- Problem requirements
An exact copy of the entries below is the expected answer.

####

PR #160, opened 2020-06-17
Juliexxia/delivery

juliexxia:
API CHANGES:

DeliveryType
- `name` e.g. "grubhub"
- `icon` e.g. "some.url.to.image?" `optional?`
*one instance is {name = "phone", icon = ?/null?}*

DeliveryOption
- `belongs_to` Seller
- `has_one` DeliveryType
- `url` e.g. "www.url.for/web/menu" `optional`
- `phone_number` e.g. "917-555-5555" 'optional'
*must have either url or phone number*
*if DeliveryType is phone, must have phone number*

####

- Task response
PR #160, opened 2020-06-17
Juliexxia/delivery

juliexxia:
API CHANGES:

DeliveryType
- `name` e.g. "grubhub"
- `icon` e.g. "some.url.to.image?" `optional?`
*one instance is {name = "phone", icon = ?/null?}*

DeliveryOption
- `belongs_to` Seller
- `has_one` DeliveryType
- `url` e.g. "www.url.for/web/menu" `optional`
- `phone_number` e.g. "917-555-5555" 'optional'
*must have either url or phone number*
*if DeliveryType is phone, must have phone number*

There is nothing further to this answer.